Simple Tricks
a review of Sawad Brooks's "Lapses & Erasures"
http://www.thing.net/~sawad/erase/
Do you like zoetropes? flickbooks? lenticular pictures? (you know, like
those kitsch winking jesus key-rings) camera lucidas?
There's something satisfying about these elegantly executed tricks,
something that seems simple, but has an effect all the greater because
of its apparent simplicity. Early photographic toys are a good example
of what makes good tricks effective. They're endlessly facinating, not
because they are that realistic as illusions (at least not by the terms
of state-of-the-art "godzilla" sgi stuff) but precisely because they
don't pretend to *be* that sophisticated. You can work out the trick
pretty easily, but the illusion doesn't diminish because of this.
I've always liked Sawad Brooks's work for pretty much the same reasons.
His pieces are elegant exercises using java applets, but with an
ergonomic sense–a feeling for how the user interacts with the
applets–that reminds me a lot of using those early photographic toys.
All of the works in "Lapses & Erasures" need some form of sustained user
interaction to "work." In "Shutter," blurred photographic images move
around the space framed by boxes that lazily track the movement of the
cursor. Every time the boxes overlay each other a new image is revealed.
"Focus" forces the user to rapidly move the cursor to enlarge a window
revealing a paragraph of a story underneath.
Both these pieces make obvious links with photography, but it is more
with the physical demands of early photography than the effortless
point-and-click of snapshot cameras.
Anyone who has used large-format cameras knows how difficult it is to
line up images projected in reverse on a ground-glass screen, or to
track images moving through the cross-hairs of a rangefinder. These two
applets are just as frustrating. In "Register" this is taken further,
with the user's cursor movement causing the image to split and skew off
to the sides, disappearing out of the applet box and gliding back in
ever-decreasing paths.
There is a deeper photographic metaphor for these works. Sawad makes the
user aware that looking is a deliberate act, raising the overtones of
voyeurism that critical theory has attached to the photographic image.

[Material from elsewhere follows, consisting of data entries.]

PR #15, opened 2024-09-19
Draft interface for a render pipeline.

veluca93:


jxl/src/render/mod.rs
```diff
@@ -0,0 +1,135 @@
...
+                    fill_fn: (x.fill_fn, fake_fill_fn),
+                    group_id: x.group_id,
+                    num_filled_passes: x.num_filled_passes,
+                })
+                .collect(),
+        );
+    }
+
+    // Same as fill_input_same_type, but the inputs might have different types.
+    // Which type is used for which channel is determined by the stages in the render pipeline.
```
tirr-c, line 128: I think the comments could be actual doc comments (`/// ...`) so that docs are picked up by rustdoc and IDEs.

tirr-c (approved):

PR #16, opened 2024-09-19
Added test of ToU8ForWriting.

zond:


veluca93:
Giving this to @sboukortt since he had $opinions

jxl/src/image.rs
```diff
@@ -189,7 +189,7 @@ pub mod debug_tools {
 
     impl ToU8ForWriting for u16 {
         fn to_u8_for_writing(self) -> u8 {
-            (self as u32 * 255 / 65535) as u8
+            (self as u32 >> 8) as u8
```
sboukortt, line 192: My impression is that what would likely make the most sense is something along the lines of: `((self as u32 * 255 + 32767) / 65535) as u8` (roughly equivalent to converting to a real between 0 and 255 and rounding it). How about it?

jxl/src/image.rs
```diff
@@ -201,7 +201,7 @@ pub mod debug_tools {
 
     impl ToU8ForWriting for u32 {
         fn to_u8_for_writing(self) -> u8 {
-            (self as f32 / (2.0f32.powi(32) - 1.0)).to_u8_for_writing()
+            (self >> 24) as u8
```
sboukortt, line 204: Likewise, maybe something like `((self as u64 * 255 + 2147483647) / 4294967295) as u8`.

sboukortt (approved):

jxl/src/image.rs
```diff
@@ -255,4 +255,56 @@ mod test {
         assert!(image.as_rect().to_pgm().starts_with(b"P5\n32 32\n255\n"));
         Ok(())
     }
+
+    #[cfg(feature = "debug_tools")]
```
veluca93, line 259: Might make sense to put these in the debug_tools module (in a further nested `test` submodule)

zond: Done

veluca93 (approved):

PR #17, opened 2024-09-19
Bufferless container parser

tirr-c:
Removes internal buffers from the container parser. Partial reads should be handled by user.

The parser itself doesn't buffer incomplete boxes. The user may decide to buffer data if needed, after pulling parser events.


jxl/src/container/mod.rs
```diff
@@ -84,206 +70,46 @@ impl ContainerParser {
...
+    pub fn process_bytes<'inner, 'buf>(
+        &'inner mut self,
+        input: &'buf [u8],
+    ) -> ParseEvents<'inner, 'buf> {
+        ParseEvents::new(self, input)
     }
 
-    pub fn take_bytes(&mut self) -> Vec<u8> {
-        std::mem::take(&mut self.codestream)
+    /// Get how much bytes are consumed by the previous call of [`process_bytes`].
```
veluca93, line 90: s/much/many/, call *to* process_bytes

jxl/src/container/parse.rs
```diff
@@ -0,0 +1,269 @@
...
+                        JxlpIndexState::Jxlp(expected_index) => {
+                            tracing::debug!(
+                                expected_index,
+                                actual_index = index,
+                                "Out-of-order jxlp box found",
+                            );
+                            return Err(Error::InvalidBox);
+                        }
+                        state => {
+                            tracing::debug!(?state, "invalid jxlp index state in WaitingJxlpIndex");
```
veluca93, line 154: somewhat redundant, no?

jxl/src/container/parse.rs
```diff
@@ -0,0 +1,269 @@
...
+        event.transpose()
+    }
+}
+
+/// Parser event emitted by [`ParseEvents`].
+pub enum ParseEvent<'buf> {
+    /// Bitstream structure is detected.
+    BitstreamKind(BitstreamKind),
+    /// Codestream data is read.
+    Codestream(&'buf [u8]),
```
veluca93, line 256: if I understand correctly, this need not be the full codestream, is that correct?
If so, maybe add a comment about that?

jxl/src/container/parse.rs
veluca93, line 1: What do you think about adding a test (perhaps with `arbtest`) which checks that, no matter how you slice up some input box-format, you ultimately extract the same codestream?

veluca93 (approved):

PR #19, opened 2024-09-24
add basic jxlinfo binary

mo271:


Cargo.toml
```diff
@@ -2,7 +2,7 @@
 debug = true
 
 [workspace]
-members = [ "jxl", "jxl_cli", "jxl_headers_derive"]
+members = [ "jxl", "jxl_cli", "jxl_headers_derive", "jxlinfo"]
```
veluca93, line 5: Why is it not part of `jxl_cli`? You can have more than one binary per crate

mo271: ok, will put it there

mo271: moved, now it runs with 
```
cargo run -p jxl_cli --bin jxlinfo [your filename here]
```

jxl_cli/src/bin/jxlinfo.rs
```diff
@@ -0,0 +1,117 @@
...
+use std::fs;
+use std::io::Read;
+
+fn parse_jxl_codestream(data: &[u8], verbose: bool) -> Result<(), jxl::error::Error> {
+    let mut br = BitReader::new(data);
+    let fh = FileHeaders::read(&mut br)?;
+
+    // Non-verbose output
+    if !verbose {
+        // let color_space = &fh.image_metadata.color_encoding;
```
veluca93, line 21: leftover?

jxl_cli/src/bin/jxlinfo.rs
```diff
@@ -0,0 +1,117 @@
...
+
+        // TODO(firsching): add non-verbose print for bit-depth
+        // TODO(firsching): add non-verbose print for color space
+        return Ok(());
+    }
+
+    // Verbose output: Use Debug trait to print the FileHeaders
+    println!("{:#?}", fh);
+
+    let _icc = if fh.image_metadata.color_encoding.want_icc {
```
veluca93, line 38: Why are you making a binding for the result here?

jxl_cli/src/bin/jxlinfo.rs
mo271: yes, removed

jxl_cli/Cargo.toml
```diff
@@ -5,6 +5,7 @@ edition = "2021"
 
 [dependencies]
 jxl = { path = "../jxl" }
+clap = { version = "4.5.18", features = ["derive"] }
```
veluca93, line 8: I don't think you're actually using the derive feature...

veluca93 (approved):

jxl_cli/Cargo.toml
mo271: you are right: removed it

If photography is thought of as an act of desired acquisition, a
representation of the viewers need to "capture" an image, then these
applets repeatedly frustrate this desire, making the image a fugitive
form that never quite lets you see what you think you're going to. I'm
not about to do an _October_ essay here, but "Lapses & Erasures" works
on deeper levels than its surface image-play. Like his earlier "mystic
writing pad," references to psychonalytic theory are there if you want
to draw them, but the work itself wears the references lightly.
Less satisfying is "Annotater," an applet that lets users append text to
a series of images of train stations, cities and other "snap-shot"
scenes. Text can be "fixed" to the image in a variety of colours and
font sizes, with basic animation effects possible by entering multiple
text entries that the script cycles through like an animated GIF. The
interface itself is very nice, with minimal but effective icons allowing
users to select type colour and size, but the piece isn't really that
compelling. On this occasion, I can admire Brooks's programming skills,
but am not convinced by the "trick."
Brooks's work is most successful when the interface/applet marries a
sophisticated ergonomic sensibility with arresting content. One of my
favourite pieces of his is an applet that huddles the letters from
individual lines of an Eliot poem around the cursor. To be able to read
the line, the cursor has to be trailed around the applet space, causing
the line to expand and become legible. Every time the movement stops,
the letters returns to their huddle and a new line is formed. Like
"Register" and "Focus," the act of looking/reading is made physical–not
a bad trick in a supposedly "virtual" space.